In the case of multistation presses or other systems having several successive working stations, a transfer system is required for transporting the workpieces. For this purpose, the transfer system must, as a rule, grip the workpiece, guide it out of the respective working station, transport it to the next working station and deposit it there. Then corresponding gripping and holding devices of the transfer system must be guided so far out of the working station that they will not collide with the tool acting upon the workpiece.
From U.S. Pat. No. 4,887,446, a three-axle transfer system for transfer presses has become known. The transfer system includes two transfer rails which extend in the workpiece passage direction along several press stations. The transfer rails carry holding devices for the workpieces. The holding devices are held on a longitudinal member which is longitudinally displaceably disposed on the transfer rail and can be driven in the longitudinal direction by way of an electric linear drive. Additional linear units have the purpose of moving the transfer rails toward one another and away from one another and of synchronously lifting and lowering them.
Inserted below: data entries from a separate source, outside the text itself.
PR #1722, opened 2026-08-07
fix/ drawer navigation visible for tablets

umeshaliyanage:
### Summary

Drawer navigation is not visible on tablet screen sizes.

### How to test

1.go to inspect and change screen sizes

### Project Checklist

  - [ ] Chrome
  - [ ] Firefox
  - [ ] Safari

#### Other

- [ ] New molecules added
- [ ] New pages(routes) added

### PR Checklist

### Additional Information
-

### DIFF
--- a/frontend/src/community/common/components/organisms/AppBar/AppBar.tsx
+++ b/frontend/src/community/common/components/organisms/AppBar/AppBar.tsx
@@ -44,9 +44,8 @@ const AppBar = () => {
   const { user } = useAuth();
   const userInfoRef = useRef<HTMLDivElement | null>(null);
 
-  const { notifyData, setNotifyData, breadcrumbs } = useCommonStore(
-    (state) => state
-  );
+  const { notifyData, setNotifyData, breadcrumbs, isDrawerExpanded } =
+    useCommonStore((state) => state);
 
   const { data: employee } = useGetUserPersonalDetails();
 
@@ -175,7 +174,7 @@ const AppBar = () => {
               />
             )}
 
-            {isBelow1024 && (
+            {isBelow1024 && !isDrawerExpanded && (
               <button
                 className="flex cursor-pointer items-center justify-center w-10 h-10"
                 onClick={handleDrawer}
--- a/frontend/src/community/common/components/organisms/AppBar/AppBar.tsx
+++ b/frontend/src/community/common/components/organisms/AppBar/AppBar.tsx
@@ -37,15 +37,15 @@ const AppBar = () => {
 
   const queryMatches = useMediaQuery();
   const isBelow600 = queryMatches(MediaQueries.BELOW_600);
-  const isBelow1024 = queryMatches(MediaQueries.BELOW_1024);
-  const { handleDrawer } = useDrawer();
+  const { handleDrawer, isDrawerExpanded, isBelow1024 } = useDrawer();
   const translateAria = useTranslator("commonAria", "components", "appBar");
 
   const { user } = useAuth();
   const userInfoRef = useRef<HTMLDivElement | null>(null);
 
-  const { notifyData, setNotifyData, breadcrumbs, isDrawerExpanded } =
-    useCommonStore((state) => state);
+  const { notifyData, setNotifyData, breadcrumbs } = useCommonStore(
+    (state) => state
+  );
 
   const { data: employee } = useGetUserPersonalDetails();
 
--- a/frontend/src/community/common/components/organisms/AppBar/AppBar.tsx
+++ b/frontend/src/community/common/components/organisms/AppBar/AppBar.tsx
@@ -37,6 +37,7 @@ const AppBar = () => {
 
   const queryMatches = useMediaQuery();
   const isBelow600 = queryMatches(MediaQueries.BELOW_600);
+  const isBelow1024 = queryMatches(MediaQueries.BELOW_1024);
   const { handleDrawer } = useDrawer();
   const translateAria = useTranslator("commonAria", "components", "appBar");
 
@@ -174,7 +175,7 @@ const AppBar = () => {
               />
             )}
 
-            {isBelow600 && (
+            {isBelow1024 && (
               <button
                 className="flex cursor-pointer items-center justify-center w-10 h-10"
                 onClick={handleDrawer}
--- a/frontend/src/community/common/components/organisms/Drawer/styles.ts
+++ b/frontend/src/community/common/components/organisms/Drawer/styles.ts
@@ -10,20 +10,23 @@ export const DRAWER_ANIMATION_DURATION = "0.3s";
 export const DRAWER_TRANSFORM_DURATION = "0.05s";
 
 export const styles = ({ theme }: stylesProps) => ({
-  iconBtn: (isDrawerExpanded: boolean) => ({
-display: { xs: isDrawerExpanded ? "flex" : "none", lg: "flex" },
-    position: "absolute",
-    top: { xs: "2.5rem", lg: "2.65rem" },
-    right: { xs: "2.25rem", lg: isDrawerExpanded ? "1.5rem" : "1.05rem" },
-    height: "2.5rem",
-    width: "2.5rem",
-    zIndex: ZIndexEnums.MODAL,
-    visibility: {
-      xs: "visible",
-      lg: isDrawerExpanded ? "hidden" : "visible"
-    },
-    transition: `right ${DRAWER_ANIMATION_DURATION} ease, opacity ${DRAWER_ANIMATION_DURATION} ease, visibility ${DRAWER_ANIMATION_DURATION} ease, transform ${DRAWER_TRANSFORM_DURATION} ease`
-  }),
+  iconBtn: (isDrawerExpanded: boolean, isBelow1024: boolean) => {
+    const compactDisplay = isDrawerExpanded ? "flex" : "none";
+    const desktopRight = isDrawerExpanded ? "1.5rem" : "1.05rem";
+    const desktopVisibility = isDrawerExpanded ? "hidden" : "visible";
+
+    return {
+      display: isBelow1024 ? compactDisplay : "flex",
+      position: "absolute",
+      top: isBelow1024 ? "2.5rem" : "2.65rem",
+      right: isBelow1024 ? "2.25rem" : desktopRight,
+      height: "2.5rem",
+      width: "2.5rem",
+      zIndex: ZIndexEnums.MODAL,
+      visibility: isBelow1024 ? "visible" : desktopVisibility,
+      transition: `right ${DRAWER_ANIMATION_DURATION} ease, opacity ${DRAWER_ANIMATION_DURATION} ease, visibility ${DRAWER_ANIMATION_DURATION} ease, transform ${DRAWER_TRANSFORM_DURATION} ease`
+    };
+  },
   iconToggleBox: {
     position: "relative",
     display: "flex",
--- a/frontend/src/community/common/components/organisms/Drawer/styles.ts
+++ b/frontend/src/community/common/components/organisms/Drawer/styles.ts
@@ -11,7 +11,7 @@ export const DRAWER_TRANSFORM_DURATION = "0.05s";
 
 export const styles = ({ theme }: stylesProps) => ({
   iconBtn: (isDrawerExpanded: boolean) => ({
-    display: { xs: "flex", sm: "none", lg: "flex" },
+    display: "flex",
     position: "absolute",
     top: { xs: "2.5rem", lg: "2.65rem" },
     right: { xs: "2.25rem", lg: isDrawerExpanded ? "1.5rem" : "1.05rem" },
--- a/frontend/src/community/common/components/organisms/Drawer/styles.ts
+++ b/frontend/src/community/common/components/organisms/Drawer/styles.ts
@@ -11,7 +11,7 @@ export const DRAWER_TRANSFORM_DURATION = "0.05s";
 
 export const styles = ({ theme }: stylesProps) => ({
   iconBtn: (isDrawerExpanded: boolean) => ({
-    display: "flex",
+display: { xs: isDrawerExpanded ? "flex" : "none", lg: "flex" },
     position: "absolute",
     top: { xs: "2.5rem", lg: "2.65rem" },
     right: { xs: "2.25rem", lg: isDrawerExpanded ? "1.5rem" : "1.05rem" },
--- a/frontend/src/community/common/components/organisms/Drawer/styles.ts
+++ b/frontend/src/community/common/components/organisms/Drawer/styles.ts
@@ -11,19 +11,19 @@ export const DRAWER_TRANSFORM_DURATION = "0.05s";
 
 export const styles = ({ theme }: stylesProps) => ({
   iconBtn: (isDrawerExpanded: boolean, isBelow1024: boolean) => {
-    const compactDisplay = isDrawerExpanded ? "flex" : "none";
-    const desktopRight = isDrawerExpanded ? "1.5rem" : "1.05rem";
-    const desktopVisibility = isDrawerExpanded ? "hidden" : "visible";
+    const drawerToggleDisplay = isDrawerExpanded ? "flex" : "none";
+    const drawerToggleRight = isDrawerExpanded ? "1.5rem" : "1.05rem";
+    const drawerToggleVisibility = isDrawerExpanded ? "hidden" : "visible";
 
     return {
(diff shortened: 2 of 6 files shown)


ThinuwanW (commented):
## 🤖 Claude Code Review

This PR fixes a real gap: between 600px and 1023px the drawer was unreachable (the AppBar hamburger only rendered below 600px, and the drawer's own toggle had `display: none` at the `sm` breakpoint), so switching the hamburger to `BELOW_1024` and making the toggle always `display: flex` is the right direction. However, the two changes use two different breakpoint sources — a hardcoded `max-width: 1024px` media query in AppBar vs. the theme's `lg` breakpoint (also 1024) in the drawer styles — which collide at exactly 1024px, and forcing `display: flex` unconditionally leaves an off-screen but keyboard-focusable toggle button inside the 0-width collapsed drawer on tablets. Both are worth tightening before merge; the rest are smaller cleanups around now-dead style rules and missing test coverage.

Found **12** new issue(s): 🔴 1 important, 🟡 5 suggestion(s), 🟣 6 nit(s)

frontend/src/community/common/components/organisms/Drawer/styles.ts
```diff
@@ -11,7 +11,7 @@ export const DRAWER_TRANSFORM_DURATION = "0.05s";
 
 export const styles = ({ theme }: stylesProps) => ({
   iconBtn: (isDrawerExpanded: boolean) => ({
-    display: { xs: "flex", sm: "none", lg: "flex" },
+    display: "flex",
```
ThinuwanW: 🤖 **Claude** · 🟡 **Suggestion**

Making `display` unconditionally `"flex"` re-introduces the toggle IconButton into the DOM/tab order at the `sm`–`md` range (600–1023px), where it is not actually visible. In `StyledDrawer.tsx` the paper is `width: open ? "17.75rem" : "0rem"` for `breakpoints.up("sm")` with `overflowX: "hidden"` (and `overflowY: "visible"` computes to `auto` once the other axis is `hidden`, so the paper clips on both axes). The button is `position: absolute; right: 2.25rem; width: 2.5rem`, so inside a 0-width paper it is laid out entirely outside the left edge and clipped away — yet it is still a rendered, focusable `IconButton`. A keyboard user on a tablet with the drawer collapsed will tab onto an invisible control announced as "expand"/"collapse" (WCAG 2.4.7 focus visibility). The previous `sm: "none"` removed it from the tab order in that range. Suggest keying the value off the drawer state rather than hardcoding it, e.g. `display: { xs: isDrawerExpanded ? "flex" : "none", lg: "flex" }` — that keeps the tablet fix (a close button is available once the drawer is open) without leaving a focusable, clipped button when collapsed.

frontend/src/community/common/components/organisms/AppBar/AppBar.tsx
```diff
@@ -37,6 +37,7 @@ const AppBar = () => {
 
   const queryMatches = useMediaQuery();
   const isBelow600 = queryMatches(MediaQueries.BELOW_600);
+  const isBelow1024 = queryMatches(MediaQueries.BELOW_1024);
```
ThinuwanW, line 40: 🤖 **Claude** · 🟡 **Suggestion**

Breakpoint boundary collision at exactly 1024px. `MediaQueries.BELOW_1024` is `(max-width: 1024px)` while the theme sets `lg: 1024` (`frontend/src/community/common/theme/theme.ts:551`), so `theme.breakpoints.up("lg")` is `(min-width: 1024px)`. At a viewport of exactly 1024px BOTH match: the AppBar hamburger renders, and simultaneously `StyledDrawer` applies the desktop docked rail (`4.6rem`) plus the `lg` `iconBtn` offsets — giving two toggle controls. Worse, `useDrawer(isBelow1024)` in `Drawer.tsx:78` fires its effect and force-collapses the drawer, so a desktop user at exactly 1024px can never keep the drawer expanded across a re-mount. Fix by making the query exclusive of the breakpoint, e.g. add a `BELOW_1024 = "(max-width: 1023.98px)"`-style value, or better, derive it from the theme with `useMediaQuery(theme.breakpoints.down("lg"))` so the AppBar and the drawer styles share one source of truth instead of duplicating the 1024 magic number in two places.

frontend/src/community/common/components/organisms/Drawer/styles.ts
```diff
@@ -11,7 +11,7 @@ export const DRAWER_TRANSFORM_DURATION = "0.05s";
 
 export const styles = ({ theme }: stylesProps) => ({
   iconBtn: (isDrawerExpanded: boolean) => ({
```
ThinuwanW: 🤖 **Claude** · 🟣 **Nit**

Now that `display` is a constant, the remaining responsive logic in this style object is dead and misleading. The `visibility: { xs: "visible", lg: isDrawerExpanded ? "hidden" : "visible" }` block is unconditionally overridden by the consumer — `Drawer.tsx:482` spreads it and then sets `visibility: "visible"` — so the "hide the toggle when expanded on desktop" behaviour never applies. Correspondingly, the `"&:hover .MuiIconButton-root": { opacity: 1, visibility: "visible" }` reveal rule in `StyledDrawer.tsx` is inert (nothing ever sets `opacity: 0` or `visibility: hidden`). Since this PR is already touching this rule, either delete the dead `visibility` key here plus the hover rule in `StyledDrawer.tsx`, or drop the `visibility: "visible"` override in `Drawer.tsx` if the hover-to-reveal behaviour is actually still wanted. Leaving all three in place makes the next person reason about behaviour that cannot happen.

frontend/src/community/common/components/organisms/AppBar/AppBar.tsx
ThinuwanW, line 40: 🤖 **Claude** · 🟡 **Suggestion**

📁 **File-level observation**

Tablet drawer behaviour is now user-reachable for the first time, so it is worth confirming the resulting layout is intended. `StyledDrawer` is `variant="permanent"` and its paper is `width: open ? "17.75rem" : "0rem"` from `sm` up, so on a 600–1023px tablet opening the drawer pushes/squeezes the main content by ~284px rather than overlaying it. Below 600px the paper is `100%`, i.e. a full-screen takeover, so tablets get a third behaviour that nothing was previously exercising. Also note that with `variant="permanent"` the `onClose={handleDrawer}` and `hideBackdrop={false}` props on `StyledDrawer` are no-ops — there is no backdrop and tapping outside will not dismiss the drawer, so the only way to close it on a tablet is the hamburger or the in-drawer toggle. If an overlay is the intent for tablets, consider switching to `variant="temporary"` (or extending the `xs` full-width paper rule up to `md`) below the `lg` breakpoint; otherwise this is fine, but please verify the squeezed content layout at 600–768px.

ThinuwanW, line 40: 🤖 **Claude** · 🟣 **Nit**

📁 **File-level observation**

No test coverage accompanies this change — there are no `AppBar.test.tsx` or `Drawer.test.tsx` files in either component directory, so the responsive contract this PR establishes (hamburger visible below 1024px, hidden at/above it; drawer toggle reachable when the drawer is open on tablet) is unverified and easy to regress on the next breakpoint tweak. Consider adding a test that mocks `useMediaQuery` at representative widths and asserts on the hamburger via `screen.getByRole("button", { name: ... })`, wrapped in the project's `MockTheme` provider so the custom breakpoint values (`lg: 1024`) are in play.

ThinuwanW, line 40: 🤖 **Claude** · 🟡 **Suggestion**

`isBelow1024` is now derived independently in two components that are always mounted together (ContentWithDrawer.tsx:35-37 renders `<Drawer />` and `<AppBar />` as siblings), and the two callers pass different arguments to the same hook: AppBar calls `useDrawer()` with no argument while Drawer.tsx:78 calls `useDrawer(isBelow1024)`.

That asymmetry is load-bearing but undocumented. `useDrawer`'s optional `isBelow1024` parameter drives a `useEffect` that force-collapses the drawer (useDrawer.ts:13-17), so the parameter effectively means "this caller owns the auto-collapse". If someone later 'tidies up' AppBar by passing the `isBelow1024` it now conveniently has in scope, two mounted effects will both call `setIsDrawerExpanded(false)` against the same global store — harmless today only because the value is idempotent, but it makes the collapse behaviour depend on which component happens to pass the flag.

Since the hook is now the single owner of this breakpoint's behaviour, move the media query inside it: have `useDrawer()` call `queryMatches(MediaQueries.BELOW_1024)` itself, drop the optional parameter, and return `{ handleDrawer, isDrawerExpanded, isBelow1024 }`. Both AppBar and Drawer then call `useDrawer()` identically, the query is evaluated in one place, and the `isBelow1024` needed for finding #1's `aria-expanded` comes along for free.

ThinuwanW, line 40: 🤖 **Claude** · 🟡 **Suggestion**

This widens an existing SSR/hydration flash from phones to every tablet. The `useMediaQuery` wrapper (hooks/useMediaQuery.ts:10-20) forwards straight to MUI's `useMediaQuery` with no options, so it has no `ssrMatchMedia` and no `noSsr` — it returns `false` during SSR and on the first client render, then flips on the post-hydration effect.

Two visible consequences on the 600–1023px range this PR newly targets: (a) the hamburger is absent in the server HTML and pops in after hydration, and (b) `isDrawerExpanded` defaults to `true` (stores/slices/templateSlice.ts:7), so the drawer paints expanded at 17.75rem, pushing the whole content column right, and then snaps to `0rem` once Drawer's `useDrawer(isBelow1024)` effect fires. On a phone this was a narrow-window annoyance; on tablets it is a full-width layout jump on every page load.

Fix: give the wrapper an options passthrough and use `{ noSsr: true }` for these layout-critical queries so MUI skips the SSR pass and evaluates on the first client render, or supply `ssrMatchMedia` at the theme level. If you prefer to avoid touching the shared hook, gate the drawer's initial render on a mounted flag so the collapsed state is the first thing painted below `lg`.

frontend/src/community/common/components/organisms/AppBar/AppBar.tsx
```diff
@@ -174,7 +175,7 @@ const AppBar = () => {
               />
             )}
 
-            {isBelow600 && (
+            {isBelow1024 && (
               <button
```
ThinuwanW, line 179: 🤖 **Claude** · 🟣 **Nit**

This native `<button>` has no `type` attribute, so it defaults to `type="submit"`. It's benign while AppBar is never rendered inside a `<form>`, but AppBar is a global chrome component rendered on every authenticated page via ContentWithDrawer, and it now renders on the large majority of viewports rather than just phones — so the blast radius of a future page that wraps content in a form has grown. Add `type="button"`. (Same applies to the sibling `<div role="button">` elements above, which would be better as real buttons, but that's pre-existing and out of scope here.)

frontend/src/community/common/components/organisms/AppBar/AppBar.tsx
ThinuwanW, line 40: 🤖 **Claude** · 🟣 **Nit**

📁 **File-level observation**

No `data-testid` on the hamburger, which blocks the test coverage the first pass asked for. `appBarTestId.appBar` (constants/testIds.ts:24-29) only exposes `profileAvatar` and `viewAccountBtn`, while the Drawer's equivalent toggle has `appDrawerTestId.buttons.drawerToggleBtn`. Add e.g. `menuToggleBtn: "app-bar-menu-toggle-btn"` to `appBarTestId.appBar` and put it on this button. (Per the review guidelines, prefer `screen.getByRole("button", { name: ... })` in the actual test once the aria-label from finding #1 is state-aware — but the test id keeps this consistent with how the sibling drawer toggle is already targeted.)

ThinuwanW, line 40: 🤖 **Claude** · 🟣 **Nit**

📁 **File-level observation**

Worth checking the header layout at the low end of the newly-covered range. The breadcrumb is still gated on `isBelow600` (line 99), so between 601px and 1023px the PageHeader now renders breadcrumb + ClockWidget + notification bell + avatar + the new 40px hamburger, with `gap-4` between them, inside a right slot that is already `w-full`. That is one more fixed-width item than this range has ever had to fit. On a 601px viewport (or a split-screen/foldable) this is the most likely place for the header to wrap or squash the breadcrumb.

I can't verify how `PageHeader` from `@rootcodelabs/skapp-ui` distributes its left/right slots (node_modules isn't installed here), so flagging as a nit rather than asserting a break. If it does overflow, the natural fix is to gate the breadcrumb on `!isBelow1024` instead of `!isBelow600` so the two responsive decisions in this component share one boundary.

frontend/src/community/common/components/organisms/Drawer/styles.ts
ThinuwanW: 🤖 **Claude** · 🟣 **Nit**

📁 **File-level observation**

While you're removing stale responsive logic from this file, two style keys here are entirely unused: `applyLeaveBtn` (line 190) and `link` (line 194). Grepping `classes.applyLeaveBtn` / `classes.link` across `frontend/src` returns no consumers — the Drawer footer now renders a `ButtonV2` with the `getHelpLink` test id (Drawer.tsx:469-476), so the apply-leave affordance these styled is gone. Note `applyLeaveBtn` carries the exact `display: { xs: "none", sm: "flex" }` pattern this PR is fixing on line 14, so leaving it behind invites someone to copy it. Delete both keys.

frontend/src/community/common/components/organisms/Drawer/styles.ts
umeshaliyanage: did not remove out of scope

frontend/src/community/common/components/organisms/AppBar/AppBar.tsx
umeshaliyanage: out of scope of the bug

umeshaliyanage: out of scope for the bug

umeshaliyanage: Out of scope for the bug fix

umeshaliyanage: out of scope for the bug

umeshaliyanage: changed the drawer logic so that we are using the breakpoint values by re using isBelow600: boolean;
  isBelow1024: boolean; and passing them as props in Drawer.tsx

frontend/src/community/common/components/organisms/AppBar/AppBar.tsx
umeshaliyanage: out of scope here

frontend/src/community/common/components/organisms/Drawer/styles.ts
umeshaliyanage: changed and moved into  const compactDisplay = isDrawerExpanded ? "flex" : "none";

frontend/src/community/common/components/organisms/AppBar/AppBar.tsx
umeshaliyanage: out of scope for the bug i was assigned to

umeshaliyanage: out of scope

frontend/src/community/common/components/organisms/AppBar/AppBar.tsx
umeshaliyanage: out of scope

frontend/src/community/common/components/organisms/Drawer/styles.ts
umeshaliyanage: removed mui breakpoints

frontend/src/community/common/components/organisms/AppBar/AppBar.tsx
umeshaliyanage: out of scope and already is following what is implemented thru skapp

umeshaliyanage: moved it to useDrawer

shakila-kamalasena (dismissed):

shakila-kamalasena (approved):

akilarootcode (approved):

In this case, the longitudinal drive is supported on an intermediate member which, in turn, can be moved in the transverse direction (opening, closing) as well as in the vertical direction (lifting, lowering). The driving forces of each axle must be applied only by the drives assigned to the corresponding axle while the other drives or guides are loaded by means of these forces in the lateral direction. In addition, in the case of this transfer device, all holding devices necessarily operate synchronously.
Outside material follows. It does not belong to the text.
PR #1723, opened 2026-08-07
fix: end previous position one day before new position's start date

SanithuGunasena07:
Bug: When adding a new position for an employee without manually ending the previous one, and marking the new position as current, the system auto-ends the previous position but sets its end date to the same date as the new position's start date, causing a one-day overlap between the two positions.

From German Patent Document DE 42 37 312 A1, a transfer press having a two-axis transfer is known. Grippers held on cross traverses are used for transporting workpieces. On their ends, the cross traverses are held on transfer rails which form carrier devices for them. The transfer rails are to be moved by corresponding driving units only in the longitudinal and in the vertical direction. As required, intermediate depositing devices may be provided between the press stations and temporarily receive the workpieces, optionally newly align them; for example, rotate them about their transverse axis, as required when the workpieces are to be machined in successive press stations at a different angle.
In the case of this two-axis transfer, the driving devices are operationally arranged behind one another; that is, the output of a driving device is fully loaded with the mass of the driving devices connected behind it.
WO93/00185 discloses a transfer system having suction bridges which are held on the end side in each case on an electric driving unit and whose characteristics form the preamble of claim 1. Each driving unit is constructed as a lifting and transfer unit and has a telescopable arm which extends downward in the vertical direction. On its lower end, a lever is arranged which can be rotated by means of a servo motor about a vertical axis. This lever is connected by way of a connecting rod with one end of a cross traverse carrying suction devices. The lever and the connecting rod carry the cross traverse and thus form a carrying device for it.
The acceleration forces which occur in the passage direction during the acceleration of the suction bridge must be absorbed by the telescopable arm which extends in the downward direction.
Furthermore, shears or rod arrangements are known from practice by means of which, for example, tools can be guided on complicated paths.
In addition, the transfer curves are dependent on the respective machined workpieces and must be adapted when a workpiece series is changed and when the tools are changed. Also, the transfer device should require as little time as possible for the workpiece transfer.
This results in the object on which the invention is based which is to provide a flexibly usable transfer device which permits a high working speed of the working stations serviced by it. In addition, it is an object of the invention to provide a multistation press which has a high working speed and can be retooled in a simple manner with respect to different workpieces.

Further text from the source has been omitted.